Now that he is gone, I feel like I have literally lost a part of my body. He said he wants freedom, but he is actually asking too much.


----------



## nodespair (Jun 4, 2011)

We have a 3 year old daughter. He really loves her and is a great dad. She will be living with me and visiting him on certain days. Having children makes it so much more difficult. So its good you don't have that to worry about. 
I know what you mean about losing a part of your body. I can't sleep because I miss his warmth. I just wish there was some way to know he was coming back. Also, he left and I am left in this house where everything reminds me of him. It just sucks.
You said he wants freedom, does that mean that he plans on returning?
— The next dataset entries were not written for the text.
PR #1355, opened 2020-02-07
Fix model and program logging

### LINKED ISSUE #1341: Fix luma.gl logging
Was causing performance issues, so it was put behind a flag in 8.0. Re-enable in a way that doesn't affect performance.

Affecting deck.gl users: https://github.com/uber/deck.gl/issues/4195

tsherif:
Fixes #1341

### DIFF
--- a/modules/webgl/src/classes/program.js
+++ b/modules/webgl/src/classes/program.js
@@ -54,10 +54,9 @@ export default class Program extends Resource {
   }
 
   initialize(props = {}) {
-    const {hash, vs, fs, varyings, bufferMode = GL_SEPARATE_ATTRIBS, debug = false} = props;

If so did he tell you how much time he wanted?


----------



## yourbabygirl (May 28, 2011)

At first he said 4-6 weeks of 'thinking', but I pestered him and I begged and pleaded and now he said he is NEVER coming back... 

I would rather have children with him, because I know we will always be bonded for life at least, in that way.. Even if he doesn't return as my husband, at least we would have to arrange about the kid.. Now, I realise there will come a day when we would just be living on different countries and that's it, I will NEVER see him again.. 
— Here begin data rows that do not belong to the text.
Issue #1356, opened 2020-02-10
GPU Accelerated polygon clipping.


1chandu:
#### To Do List 
  - [x] Add label and assign to milestone
  - [x] RFC
  - [x] Proof of concept and Performance
  - [x] Coding
  - [x] Doc update
  - [x] Whats new update 
  - [x] Test

PR #1360, opened 2020-02-12
GPU Accelerated Point In Polygon Test

1chandu:
For #1356 

#### Background
- Add new public class `GPUPointInPolygon` to perform point-in-polygon test.
- Transform: Add support for `TextureTransform` to be created with source as `Buffers` and `Texture` as target. (Shouldn't impact any existing use cases)
- Add polygon triangulation code (`polygon.js`) from deck.gl, we should move this to `math.gl` eventually to avoid duplication.
- Add Docs, Unit Tests and Bench test.

#### Change List
-


modules/engine/src/transform/texture-transform.js
```diff
@@ -47,9 +47,11 @@ export default class TextureTransform {
   }
 
   getDrawOptions(opts = {}) {
-    const {sourceTextures, framebuffer, targetTexture} = this.bindings[this.currentIndex];
+    const {sourceTextures, framebuffer, targetTexture, sourceBuffers} = this.bindings[
```
tsherif: NIT: Put source buffers at the beginning with sourceTextures.

modules/engine/src/transform/texture-transform.js
```diff
@@ -211,14 +213,16 @@ export default class TextureTransform {
...
+    const {sourceTextures, targetTexture, sourceBuffers} = opts;
     if (!binding) {
       binding = {
+        sourceBuffers: {},
         sourceTextures: {},
         targetTexture: null
       };
     }
     Object.assign(binding.sourceTextures, sourceTextures);
+    Object.assign(binding.sourceBuffers, sourceBuffers);
```
tsherif: I'm concerned about all these `Object.assign` allocations. How frequently is `_updateBinding` called?

modules/experimental/src/gpgpu/point-in-polygon/gpu-point-in-polygon.js
```diff
@@ -0,0 +1,183 @@
...
+import {default as textureFilterModule} from './texture-filter';
+import {POLY_TEX_VS, FILTER_VS} from './shaders';
+const TEXTURE_SIZE = 512;
+import * as Polygon from './polygon';
+
+export default class GPUPointInPolygon {
+  constructor(gl, opts = {}) {
+    this.gl = gl;
+    assert(isWebGL2(gl)); // supports WebGL2 only
+    this.textureSize = TEXTURE_SIZE;
```
tsherif: What is this used for?

modules/experimental/src/gpgpu/point-in-polygon/gpu-point-in-polygon.js
```diff
@@ -0,0 +1,183 @@
...
+      texHeight = texWidth / whRatio;
+    } else {
+      texWidth = texHeight * whRatio;
+    }
+
+    this.boundingBox = boundingBox;
+    this.polygonTexture.resize({width: texWidth, height: texHeight, mipmaps: false});
+    this.positionBuffer.setData(new Float32Array(vertices));
+    this.idBuffer.setData(new Float32Array(ids));
+    this.indexBuffer.setData(new Uint16Array(indices));
```
tsherif: Any chance this polygon could get bigger than 65k vertices? Maybe worth putting an assert here?

modules/experimental/src/gpgpu/point-in-polygon/gpu-point-in-polygon.js
```diff
@@ -0,0 +1,183 @@
...
+  const vertices = [];
+  const indices = [];
+  const ids = [];
+  let count = 0;
+  let polygonId = 0;
+  for (let i = 0; i < polygons.length; i++) {
+    const normalized = Polygon.normalize(polygons[i], SIZE);
+    const curVertices = normalized.positions || normalized;
+    const curCount = curVertices.length / SIZE;
+    const curIds = new Float32Array(curCount).fill(polygonId);
```
tsherif: Why is this Float32Array being created? Looks like you just need an array.

modules/experimental/src/gpgpu/point-in-polygon/gpu-point-in-polygon.js
```diff
@@ -0,0 +1,183 @@
...
+    vertices.push(...curVertices);
+    ids.push(...curIds);
```
tsherif: How big can these arrays get? Would recommend pre-allocating the arrays to avoid re-allocating and they dynamically extend.

modules/experimental/src/gpgpu/point-in-polygon/gpu-point-in-polygon.js
```diff
@@ -0,0 +1,183 @@
...
+  }
+
+  // PRIVATE
+
+  _setupResources() {
+    const {gl} = this;
+
+    // texture to render polygons to
+    this.polygonTexture = new Texture2D(gl, {
+      format: GL.RGB,
```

Now, I blame my body for having those 2 miscarriages with him. 

I would be much more optimistic for you, it may be more difficult to move on, but at least there is always a chance of going back together, it may take months or years, but if you really love him, then there is always that chance..


----------



## BigToe (Jun 2, 2011)

nodespair said:


> We have a 3 year old daughter. He really loves her and is a great dad. She will be living with me and visiting him on certain days. Having children makes it so much more difficult. So its good you don't have that to worry about.
> I know what you mean about losing a part of your body. I can't sleep because I miss his warmth. I just wish there was some way to know he was coming back. Also, he left and I am left in this house where everything reminds me of him. It just sucks.
> You said he wants freedom, does that mean that he plans on returning? If so did he tell you how much time he wanted?
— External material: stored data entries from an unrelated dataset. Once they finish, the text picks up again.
PR #1379, opened 2020-04-28
Picking module: normalize highlight color

Pessimistress:
#### Background

`setUniforms` crashes if `pickingHighlightColor` is a vec3.

#### Change List
- Normalize `pickingHighlightColor`
- Test

### DIFF
--- a/modules/shadertools/src/modules/picking/picking.js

I am sorry to hear of your situation. I can identify with your feelings of loneliness and reminders within the house. Perhaps it is not hopeless yet and he may change his mind.


----------



## Yummy2011 (Jun 1, 2011)

I was with my husband almost 10 years and he has left 3 times and has said he didn't want me a total of 5 times. Like a dummy, I took him back. This time he left and I'm pregnant with a baby we planned. You're not alone I totally understand. But the ball is in your court now. You decide whether he comes back and on what terms. You decide if you want to take the chance of him walking out again. You have more power than you think right now. Remember you control YOU and regardless of what he wants, your heart keeps getting broken. Take your power back hun and be strong!! I know its easier said than done but its not impossible!! Good luck to you.
_Posted via Mobile Device_


----------



## nodespair (Jun 4, 2011)

Yourbabygirl, I know right now you feel like you will never be able to move on but you will. Remember that he chose you and you chose him. There was reason for that. You have many qualities dont forget that you are valuable and you matter. Some one will come along who will say forever to you and really mean it because there are people in the world who will stick by thier partner through everything, that's probably people like us on this site. Don't lose hope but if he really doesn't want to be with you, then let him go and focus on yourself. I know its really hard but eventually the pain will go away maybe not completely but at least enough to go on. 

Yummy2011, I am so sorry to hear that your husband left while you are pregnant. That must be devastating but luckily a love for one's child has the power to help you go on. I appreciate your motivating words. 
Today my husband sent a text letting me know he wanted to come over to see "me and my daughter" he said yesterday it was to get more stuff. This confuses me so much, I told him our daughter would be sleeping because he gets out of work late and he asked if we can get coffee. I don't know what the hell he wants from me, he still wants to act like normal but not live with me? Anyway, I thought of your words and that I SHOULD take control but I was too weak and said yes. So I will be going out for coffee with him. I figured we can talk. Any advice?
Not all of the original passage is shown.